The 13-year-old caught alight when a bonfire exploded on her and her friend.

To prevent infection, burn victims need their bandages changed and dead skin scraped away. Sometimes even morphine is not enough to make that tolerable.

At Shriners Hospital for Children in Galveston in the US, Duke's doctors gave her a virtual reality headset. Slipping it on, she was immersed in "SnowWorld", an icy landscape where she got to lob snow at snowmen. The Texas hospital is one of a few trying out virtual reality to relieve pain.

"I'd never heard of it so I was a little surprised," Duke said. "When I first tried it, it distracted me from what they were doing so it helped with the pain."

It's still a new and experimental approach, but proponents of virtual reality say it can be an effective treatment for everything from intense pain to Alzheimer's, to arachnophobia, to depression.

The idea is that the worst pain can be alleviated by manipulating the way the mind works: the more you focus on pain, the worse it feels. Swamp the brain with an overload of sensory inputs - such as immersion in a virtual world - and its capacity to process pain, to be conscious of it, goes down.

"Pain is our harm alarm and it does a really good job of getting our attention," said Beth Darnall, a clinical associate professor at Stanford Health Care's division of pain medicine. She says VR, which Stanford has done pilot studies on, is a psychological tool, like meditation, that can "calm the nervous system, and dampens the pain-processing".

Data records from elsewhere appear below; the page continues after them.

PR #3109, opened 2025-01-04
fix(router-generator) use explicit routes export by default

esjs:
There is an issue with Virtual File Router when [config provided as as path](https://tanstack.com/router/latest/docs/framework/react/guide/virtual-file-routes#configuration-via-the-tanstackrouter-plugin).

For some reason there is an explicit default export added
Screenshot 2025-01-04 at 12 11 09

an there is clearly no default export provided in original config:
```ts
import { index, rootRoute, route } from '@tanstack/virtual-file-routes';

export const routes = rootRoute('root.tsx', [
  index('index.tsx'),
  route('about-us', 'about-us/index.lazy.tsx'),
]);

```

---

I've found a similar [issue](https://github.com/privatenumber/tsx/issues/427) in `tsx` package repo, and looks like it has something to do with internal module resolution of NodeJS, see [minimal reproduction](https://stackblitz.com/edit/stackblitz-starters-sykrfb?file=index.js) provided in discussion there.

Looks like we can easily solve this problem by using explicit `routes` export from `routes.ts` file.

### DIFF
--- a/packages/router-generator/src/filesystem/virtual/getRouteNodes.ts
+++ b/packages/router-generator/src/filesystem/virtual/getRouteNodes.ts
@@ -108,7 +108,7 @@ async function getVirtualRouteConfigFromFileExport(
   }
 
   const virtualRouteConfig =
-    'default' in exports ? exports.default : exports.routes
+    'routes' in exports ? exports.routes : exports.default
 
   return virtualRootRouteSchema.parse(virtualRouteConfig)
 }


SeanCassiere (changes requested):
I'm not sure I understand the problem here. Is this an issue with our implementation? or a bug in `tsx`?

Currently, from my point of view, this looks to be a workaround for a bug in `tsx`.

I'd prefer prioritizing the `default` export over the named one to have some consistency in how configuration files are writen.

esjs:
@SeanCassiere yes, it's clearly not an issue on TanStack/router side.

I just thought that "fixing" this inconvenience would be a good thing, especially for new users like myself.

Feel free to close this issue if you don't agree with proposed changes.

SeanCassiere (approved):

PR #3140, opened 2025-01-10
fix(start): preserve multiple values for same key in `FormData` serialization

EskiMojo14:
Also adds Error and FormData to the allowed list of "serializable" values in Typescript, and make createTransformer more helpful with its types.

### DIFF
--- a/e2e/start/basic/app/routes/-server-fns/serialize-formdata-fn-call.tsx
+++ b/e2e/start/basic/app/routes/-server-fns/serialize-formdata-fn-call.tsx
@@ -28,16 +28,9 @@ export const greetUser = createServerFn()
       pets: pets.map((pet) => pet.toString()),
     }
   })
-  .handler(
-    ({
-      data: {
-        name,
-        age,
-        pets: [pet1, pet2],
-      },
-    }) =>
-      `Hello, ${name}! You are ${age + testValues.__adder} years old, and your favorite pets are ${pet1} and ${pet2}.`,
-  )
+  .handler(({ data: { name, age, pets } }) => {
+    return `Hello, ${name}! You are ${age + testValues.__adder} years old, and your favorite pets are ${pets.join(',')}.`
+  })
 
 // Usage
 export function SerializeFormDataFnCall() {
@@ -52,7 +45,7 @@ export function SerializeFormDataFnCall() {
           <pre data-testid="expected-serialize-formdata-server-fn-result">
             Hello, {testValues.name}! You are{' '}
             {testValues.age + testValues.__adder} years old, and your favorite{' '}
-            pets are {testValues.pet1} and {testValues.pet2}.
+            pets are {testValues.pet1},{testValues.pet2}.
           </pre>
         </code>
       </div>
--- a/e2e/start/basic/app/routes/-server-fns/serialize-formdata-fn-call.tsx
+++ b/e2e/start/basic/app/routes/-server-fns/serialize-formdata-fn-call.tsx
@@ -4,6 +4,8 @@ import { createServerFn } from '@tanstack/start'
 const testValues = {
   name: 'Sean',
   age: 25,
+  pet1: 'dog',
+  pet2: 'cat',
   __adder: 1,
 }
 
@@ -14,19 +16,27 @@ export const greetUser = createServerFn()
     }
     const name = data.get('name')
     const age = data.get('age')
+    const pets = data.getAll('pet')
 
-    if (!name || !age) {
-      throw new Error('Name and age are required')
+    if (!name || !age || pets.length === 0) {
+      throw new Error('Name, age and pets are required')
     }
 
     return {
       name: name.toString(),
       age: parseInt(age.toString(), 10),
+      pets: pets.map((pet) => pet.toString()),
     }
   })
   .handler(
-    ({ data: { name, age } }) =>
-      `Hello, ${name}! You are ${age + testValues.__adder} years old.`,
+    ({
+      data: {
+        name,
+        age,
+        pets: [pet1, pet2],
+      },
+    }) =>
+      `Hello, ${name}! You are ${age + testValues.__adder} years old, and your favorite pets are ${pet1} and ${pet2}.`,
   )
 
 // Usage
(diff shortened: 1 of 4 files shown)


packages/react-router/src/transformer.ts
```diff
@@ -162,9 +160,14 @@ export type TransformerParse<T, TSerializable> = T extends TSerializable
     ? ReadableStream
     : { [K in keyof T]: TransformerParse<T[K], TSerializable> }
 
+export type DefaultSerializeable = Date | undefined | Error | FormData
```
EskiMojo14, line 163: to avoid this being missed in future, it *could* be extracted directly from the transformers array:
```ts
type DefaultTransformers = (typeof transformers)[number]

export type DefaultSerializeable = {
  [K in DefaultTransformers['key']]: Extract<
    DefaultTransformers,
    { key: K }
  > extends { stringifyCondition: (value: any) => value is infer T }
    ? T
    : never
}[DefaultTransformers['key']]
```
but it makes the compiled output all icky and i suspect the performance will be impacted slightly, so it's a tradeoff

EskiMojo14: you could also flip it, and check the transformers array *against* the desired types:
```ts
type DefaultSerializeableByFrequency = [undefined, Date, Error, FormData]

type TransformersFor<T extends Array<any>> = {
  [K in keyof T]: { stringifyCondition: (value: any) => value is T[K] }
}

const transformers = [...] as const satisfies TransformersFor<DefaultSerializeableByFrequency>

export type DefaultSerializeable = DefaultSerializeableByFrequency[number]
```
this isn't quite as nice for DX since it's manually specified instead of inferred, but the build output will be nicer (and it'll still complain if there's a mismatch)

packages/react-router/src/transformer.ts
```diff
@@ -80,11 +80,11 @@ export const defaultTransformer: RouterTransformer = {
...
 
-const createTransformer = <T extends string>(
-  key: T,
-  check: (value: any) => boolean,
-  toValue: (value: any) => any = (v) => v,
-  fromValue: (value: any) => any = (v) => v,
+const createTransformer = <TKey extends string, TFrom, TTo>(
+  key: TKey,
+  check: (value: any) => value is TFrom,
+  toValue: (value: TFrom) => TTo = (v) => v as never,
```
EskiMojo14, line 86: these being optional seems odd - they're used in all of the current transformers, and I can't think of a situation where i'd want one and not the other, or neither

packages/react-router/src/transformer.ts
SeanCassiere: Could you instead just add a comment at the top of the array of transformers asking any future adventurers' to add the type into this union?

e2e/start/basic/app/routes/-server-fns/serialize-formdata-fn-call.tsx
```diff
@@ -4,29 +4,40 @@ import { createServerFn } from '@tanstack/start'
...
     return {
       name: name.toString(),
       age: parseInt(age.toString(), 10),
+      pets: pets.map((pet) => pet.toString()),
     }
   })
-  .handler(async ({ data: { name, age } }) => {
-    return `Hello, ${name}! You are ${age + testValues.__adder} years old.`
-  })
+  .handler(
```
SeanCassiere, line 31: Please switch this to using explicit returns with their brackets.
Also, don't restructure the pets array, instead just join with a comma.

```js
.handler(async ({ data: { name, age, pets } }) => {
	return `Hello, ${name}! You are ${age + testValues.__adder} years old, and your favourite pets are ${pets.join(',')}.`
})
```

packages/react-router/src/transformer.ts
SeanCassiere: cc @chorobin @schiller-manuel

packages/react-router/src/transformer.ts
```diff
@@ -130,21 +130,19 @@ const transformers = [
...
+    (v): v is FormData => v instanceof FormData,
     // To
-    (v: FormData) => {
-      const entries: Record<string, any> = {}
-      v.forEach((value, key) => {
-        entries[key] = value
-      })
+    (v) => {
+      const entries: Record<string, Array<any>> = {}
+      v.forEach((value, key) => (entries[key] ??= []).push(value))
```
SeanCassiere, line 137: Is there anything that can be done here where all keys aren't by default an array? I'd rather switch it to an array **only** if multiple instances of the same `name` are encountered.

If you've got better reasoning for sticking with this approach, I'm open to pushback on this one.

SeanCassiere (changes requested):

packages/react-router/src/transformer.ts
EskiMojo14: just because it simplifies the logic, and it's only two extra characters when serialised. I can add the logic to switch it so you can see the difference

e2e/start/basic/app/routes/-server-fns/serialize-formdata-fn-call.tsx
EskiMojo14: can do, but why, out of curiosity?

EskiMojo14: the linting was complaining about `async` with no `await`, fwiw

packages/react-router/src/transformer.ts
EskiMojo14: updated

e2e/start/basic/app/routes/-server-fns/serialize-formdata-fn-call.tsx
EskiMojo14: updated, sans async keyword

SeanCassiere (approved):

e2e/start/basic/app/routes/-server-fns/serialize-formdata-fn-call.tsx
SeanCassiere: > can do, but why, out of curiosity?

Legibility mostly. For a lib, the more legible the better.

SeanCassiere:
Please see the CI type error.

EskiMojo14:
should be fixed - it's another case of the workspace version of Typescript being 5.7, but the tests requiring all source code work in 5.2 (which makes sense for compiled code, but means you miss out on useful advancements in TS when writing source code)

SeanCassiere (approved):
I'm fine with the changes being made here.

@schiller-manuel could you confirm the changes regarding the generics are OK?

packages/react-router/src/transformer.ts
schiller-manuel: Can you please choose different names than `TFrom` and `TTo` ? those are usually used in the navigation API for the `from` / `to` props

EskiMojo14: renamed

PR #3149, opened 2025-01-12
Experiment with using findReferencedIdentifiers to avoid extra aggressive DCE

EskiMojo14:
this is pretty messy currently, but the idea based on https://github.com/pcattori/babel-dead-code-elimination/issues/34#issuecomment-2585541436 is to find some way of getting the referenced identifiers *before* Start does any transformations, so it can use them when doing dead code elimination. this would mean that the only dead code that gets eliminated is any that wasn't there before Start.

I also have no idea how to test that a server side effect happened in Playwright, so that'll be a fun hurdle to cross.

from research i have basically found two "accepted" ways of communicating between plugins:

- attaching things to `options` in one plugin and getting them out in the other
- exposing methods on one plugin and finding the plugin from the other using buildStart

This PR currently uses the first, because buildStart seems to be receiving an empty object in my tests.

### DIFF
--- a/e2e/start/basic/app/routes/-server-fns/dead-code-fn-call.tsx
+++ b/e2e/start/basic/app/routes/-server-fns/dead-code-fn-call.tsx
@@ -1,0 +1,37 @@
+import { createServerFn } from '@tanstack/start'
+import { useState } from 'react'
+// by using this we make sure DCE still works - this errors when imported on the client
+import { getRequestHeader } from 'vinxi/http'
+
+function sideEffect() {
+  console.log('side effect')
+  return true
+}
+
+const serverFn = createServerFn().handler(() => {
+  // eslint-disable-next-line unused-imports/no-unused-vars
+  const test = sideEffect()
+  const header = getRequestHeader('X-Test')
+  return header
+})
+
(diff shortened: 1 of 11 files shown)


SeanCassiere:
@EskiMojo14 do you have any test files to be run through? With it, we can move this PR along.

EskiMojo14:
ignoring the very large amount of conflicts caused by the recent reshuffle of the packages - I honestly don't know the right way to test this. It relies on the interplay between the two vite plugins, meaning unit testing it the way the others do isn't really possible, and it's only demonstrable by adding some code that would normally get tree shaken out. The E2E test I've added proves it works, but I have no idea how to assert that a console log showed up on the server side.

schiller-manuel:
> The E2E test I've added proves it works, but I have no idea how to assert that a console log showed up on the server side.

could we instead of logging write to a file on the server in a side effect? and then in another server function return that previously written content?

schiller-manuel:
now that https://github.com/TanStack/router/pull/3387 is merged, recreating this PR would be great!

EskiMojo14:
remade and merged in #3422

PR #3155, opened 2025-01-13
fix(react-router): Pass SearchParamError#cause in validateSearch

KubaJastrz:
# What

Ensure that `SearchParamError#cause` contains the original parsing error thrown/returned by the `validateSearch` implementation configured by the user. Notable example: passing valibot schema directly without an adapter. 

```ts
validateSearch: object({ ... }) // when this failed, it did not contain the proper `cause` field on the error
```

# Why

It's useful to know what happened, because the error can be accessed with `Route.errorComponent` or `Route.onError`. Also for consistency with other implementations of `validateSearch`.

# How

1. Add missing `cause` to the `SearchParamError` thrown by `validateSearch`
2. Do not wrap instances of `SearchParamError` in another `SearchParamError`
3. Add tests for `~standard`, validator fn, validator obj

### DIFF
--- a/packages/react-router/tests/router.test.tsx
+++ b/packages/react-router/tests/router.test.tsx
@@ -19,6 +19,7 @@ import {
   createRouter,
   useNavigate,
 } from '../src'
+import type { StandardSchemaValidator } from '../src/validators'
 import type {
   AnyRoute,
   AnyRouter,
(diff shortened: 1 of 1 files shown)


schiller-manuel:
can you add a test please?

KubaJastrz:
Thanks for the suggestion. Adding the test for `~standard` parsing revealed another problem that would prevent my initial change from working. Apparently the `SearchParamError` thrown by `validateSearch` were wrapped in another `SearchParamError`, messing with the `cause` field.

PR #5723, opened 2025-11-01
(docs:fix) fixed cloudflare workers anchor link

kulterryan:
Previously the anchor link was set to "#cloudflare-workers" which was not working due to change in title, so I replaced it with "#cloudflare-workers--official-partner".

## Summary by CodeRabbit

* **Documentation**
  * Updated the Cloudflare Workers hosting documentation link to reference the official partner resource.
  * Clarified the hosting deployment list so users are directed to the verified partner page, improving link accuracy and trustworthiness.


birkskyum:
Thanks!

In research done at Shriners by psychologists Hunter Hoffman and Walter Meyer, and similar work done by Dave Patterson at Harborview Burn Centre in Seattle, patients reported less discomfort.

Hoffman examined MRI scans of patients' brains, which showed they experienced less pain.

"I was very surprised. I didn't have the expectation of it working."

Proponents of VR are quick to point out it could have a big benefit over drugs, which can lead to tolerance and addiction. But VR's effectiveness still has to be proven, particularly when trying to combat chronic pain. Does the effect last when the headset comes off?

"We know relaxation techniques like hypnosis, yoga and meditation decrease perception of pain, so VR has promise, but it's too early for it to be standard care," said Houman Danesh, director of integrative pain management at Mount Sinai Hospital in New York. "It's a very young technology."